Case ID: f-appx_187/html/0721-01.html
Source: Caselaw Access Project
Author: {"author": "", "license": "Public Domain", "url": "https://static.case.law/"}
Date Created: 2024-08-24T03:29:51.129683

UNITED STATES of America, Plaintiff—Appellee, v. Jaime MARTINEZ-HUERTAS, A.K.A. Javier Paz, Defendant—Appellant.
    No. 05-30462.
    D.C. No. CR-05-00030-SEH.
    United States Court of Appeals, Ninth Circuit.
    Argued and Submitted June 8, 2006.
    Decided June 29, 2006.
    
      Elizabeth A. Horsman, Esq., Office of the U.S. Attorney, Helena, MT, for Plaintiff-Appellee.
    Evangelo Arvanetes, Esq., Federal Defenders of Montana, Great Falls, MT, for Defendant-Appellant.
    Before THOMPSON, TASHIMA, and CALLAHAN, Circuit Judges.
   MEMORANDUM

Jaime Martinez-Huertas challenges his conviction for reentry of a removed alien in violation of 8 U.S.C. § 1326(a). He argues that the district court should have granted his motion to suppress evidence because a border patrol agent allegedly detained him without reasonable suspicion. We review this claim de novo, United States v. Meek, 366 F.3d 705, 711 (9th Cir.2004), and affirm the district court.

When the passenger train on which Martinez-Huertas was traveling stopped for refueling in Havre, Montana, he chose to stay aboard. During that stop, a border patrol agent boarded the train, approached Martinez-Huertas, and posed questions aimed at ascertaining his alienage. Martinez-Huertas answered the questions and was arrested for being an illegal alien. Although he had provided a false name, a fingerprint analysis at the border patrol station revealed Martinez-Huertas’s identity, and also that he was a deported alien with a criminal record.

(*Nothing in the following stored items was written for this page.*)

PR #1530, opened 2025-05-29
refactor(frontend/backend): performance optimization

kroky:
Refactor the way Cypht deals with mailbox connections in combined pages, single message pages and the way it gathers data sources: make single ajax call for each mailbox sorting on the frontend and aggregating like version 1.4 used to work; optimize folder name checks and unnecessary connects to the mail servers; various frontend routing updates and cache usage to speed things up.

Still a WIP and probably has quite some bugs... will be pushing updates in the coming days.


kroky:
master should be stabilized by this PR. Merging it now. Will pull to Tiki master and fix anything remaining there.

indridieinarsson:
@kroky : This works great! Thanks!!
 I just tested this real quick, and found one behaviour, I think it's a bug: 
I am using the "Feeds" functionality to subscribe to RSS feeds (yes, those still exist :) ). The entries of the subscribed RSS feeds seem to be not sorted along with the emails.  Instead, they appear at the top of the list, even if they are much older than all the emails in the list.

kroky:
Thanks for the report. I've tested feeds in combined inbox before merging - they were sorting but the second time they were fetched. First time they were prepended in the beginning. I will fix that but I think we have some other cache invalidation issues here and there to fix.

kroky:
Fixed feed sorting here: https://github.com/cypht-org/cypht/commit/b9434cfd31d0ff21652cdac6c9bdd7ca5f9caaa4

PR #1536, opened 2025-06-06
Fix shortcut refresh issue by adding redirect after update; improve folder page by using default profile to auto-select server

Shadow243:
Fixed two issues:

1. Shortcut update did not refresh the page — added a redirect after update to ensure changes are reflected immediately.
2. On the folder page, added support for selecting a default server using the default profile, instead of waiting for the user to manually choose one. This implements a feature requested by John.


Shadow243:
@kroky As requested, this PR is based on [#1490](https://github.com/cypht-org/cypht/pull/1490).

> **Feedback from previous PR:**  
> *"Why do you have all these unrelated updates when the PR is for Sieve connection? It is better to have PRs that are self-contained — easier to review, easier to trace in the history."*

I've now separated the changes so that this PR focuses solely on the shortcut & imap_folders

modules/imap_folders/modules.php
```diff
@@ -319,6 +319,18 @@ public function process() {
         if (array_key_exists('imap_server_id', $this->request->get)) {
             $this->out('folder_server', $this->request->get['imap_server_id']);
             $this->out('page', $this->request->get['page']);
+            $this->out('trigger_default_submit', false);
+        }else {
+            // as requested, if there no selected server we should select on by default based on profiles
+            if($this->module_is_supported('profiles')) {
```
kroky: I'd like to continue decoupling modules which means avoiding module_is_supported when possible (should be possible most of the times).
Please check Hm_Handler_compose_profile_data as an example - it is a profile module that is called on a compose page that is setup in smtp module and mainly used there. You can check how profile module unobtrusively adds functionality to the smtp module by adding profile data.
Please do something similar here - call a suitable method from profiles module (or create a new one for getting the default profile if none exists) but do it from the profiles module. You can use its setup.php to make the handler module  called in the exact place where folders_server_id is (or beforeit). Then, you will have the data needed for subsequent modules or you can use its data in folders_server_id module (here) to output default server id or whatever is needed.

Shadow243: @kroky I've submitted the update in a separate PR: https://github.com/cypht-org/cypht/pull/1549

kroky: Thanks!

PR #1063, opened 2022-04-19
Remove terraform-ls.rootModules and terraform-ls.excludeRootModules

jpogran:
These settings are no longer used by terraform-ls.


radeksimko (changes requested):
These ones are still in use actually and will remain in use at least until https://github.com/hashicorp/terraform-ls/issues/704 is addressed and more specifically https://github.com/hashicorp/terraform-ls/issues/724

Martinez-Huertas seeks to suppress the evidence of his identity, arguing that the border patrol agent egregiously violated his constitutional rights by questioning him about a crime without reasonable suspicion. We have clearly held that identity evidence is never suppressible, even if there were a constitutional violation leading to its discovery. See United States v. Del Toro Gudino, 376 F.3d 997, 1001 (9th Cir.2004). Moreover, here there was no such violation. The border patrol agent’s approach and questioning of MartinezHuertas did not constitute an investigatory-stop, and reasonable suspicion was unnecessary. See United States v. Woods, 720 F.2d 1022, 1026 (9th Cir.1983).

Martinez-Huertas also challenges his sentence of imprisonment for seventy-eight months. He argues that his sentence is unreasonable in part because other jurisdictions (specifically jurisdictions with a “fast track” program) are more lenient to similarly situated illegal immigrants. We recently rejected this argument in United States v. Marcial-Santiago, 447 F.3d 715, 718-19 (9th Cir.2006). In arriving at Martinez-Huertas’s sentence, the district court engaged in the analysis prescribed by the Supreme Court in United States v. Booker, 543 U.S. 220, 261-62, 125 S.Ct. 738, 160 L.Ed.2d 621 (2005). The sentence is not unreasonable.

AFFIRMED. 
      
       This disposition is not appropriate for publication and may not be cited to or by the courts of this circuit except as provided by Ninth Circuit Rule 36-3.